Sirtuin Biology: The Longevity Genes

What sirtuins are

Sirtuins are NAD+-dependent deacetylase enzymes, they remove acetyl groups from proteins, particularly histones (DNA-packaging proteins) and transcription factors. By altering protein acetylation, they regulate gene expression and protein function.

The seven sirtuins

• SIRT1, nuclear; major aging and metabolism regulator
• SIRT2, cytoplasmic; cell cycle
• SIRT3, mitochondrial; energy metabolism, oxidative stress
• SIRT4, mitochondrial; metabolism
• SIRT5, mitochondrial; metabolism, oxidative stress
• SIRT6, nuclear; DNA repair, glucose metabolism
• SIRT7, nucleolar; ribosomal biogenesis

What sirtuins do

• Regulate gene expression (deacetylate histones)
• Support DNA repair
• Activate PGC-1α (mitochondrial biogenesis)
• Regulate stress response
• Modulate inflammation
• Influence circadian biology
• Regulate metabolism (fasting state, glucose, lipids)

Sirtuin activators

• NAD+ adequacy (cofactor)
• Caloric restriction / fasting
• Exercise
• Cold exposure
• Resveratrol (modest direct activation)
• Pterostilbene
• Quercetin (some evidence)

The NAD+ link

Sirtuins use NAD+ as a substrate (consumed in their reactions). When NAD+ levels are low, sirtuin activity drops. This is the central reason NAD+ optimization is a longevity strategy, adequate NAD+ enables sirtuin function, which underlies many aging benefits.

Implications for aging

Sirtuins integrate:

• Metabolic state (fasting/feeding)
• Oxidative stress
• DNA damage signaling
• Inflammation
• Circadian biology

The integration is what makes sirtuin biology central to aging research.

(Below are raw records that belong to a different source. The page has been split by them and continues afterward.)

PR #1424, opened 2023-05-11
Added monochrome monospaced theme for better shapes control

bondden:
This is a plain-styled theme with some features:

1. Monospaced fonts bring additional control on diagram layout and shapes widths
2. Some additional styling for Gantt

### DIFF
--- a/themes/puml-theme-mono.puml
+++ b/themes/puml-theme-mono.puml
@@ -1,0 +1,230 @@
+''
+'' A mostly monochrome theme with monospaced font, that adds more structure and tidiness with better shapes control, brought by monospaced font
+''
+'' Original Author: Denis Bondarenko feat Matthew Leather
+''
+
+!$THEME = "mono"
+
+' Theme colors
+
+!if %not(%variable_exists("$CLR_BG"))
+  !$CLR_BG = "white"
+!endif
+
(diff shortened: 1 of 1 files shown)


themes/puml-theme-mono.puml
```diff
@@ -0,0 +1,230 @@
...
+'' Original Author: Denis Bondarenko feat Matthew Leather
+''
+
+!$THEME = "mono"
+
+' Theme colors
+
+!if %not(%variable_exists("$CLR_BG"))
+  !$CLR_BG = "white"
+!endif
```
The-Lum, line 13: Hi @bondden, and all,
 
_Here is a general remark._

The short names are good (`$CLR_BG` VS `$BGCOLOR` VS `$PUML_BGCOLOR`), ... 
But it is not share with all theme!

Also @bondden:
- Perhaps don't use short name for external variable,
_only in a pinch for internal variable..._

@all:
-> But which convention use between: `$BGCOLOR` VS `$PUML_BGCOLOR`...

@PlantUML team, or any contributor:
- Make an inventory of the variable named management on all the current themes...
- Maybe a best practices guide should be created to help the developer to create new themes...

Regards.
Th.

Activating them through lifestyle (exercise, fasting) and NAD+ adequacy is among the cleanest longevity interventions.

Bottom line

Sirtuins are NAD+-dependent enzymes central to aging biology. Activated by metabolic stress and NAD+ adequacy. Their regulation of gene expression, DNA repair, and metabolism makes them key longevity targets. Lifestyle interventions plus NAD+ optimization activate them effectively.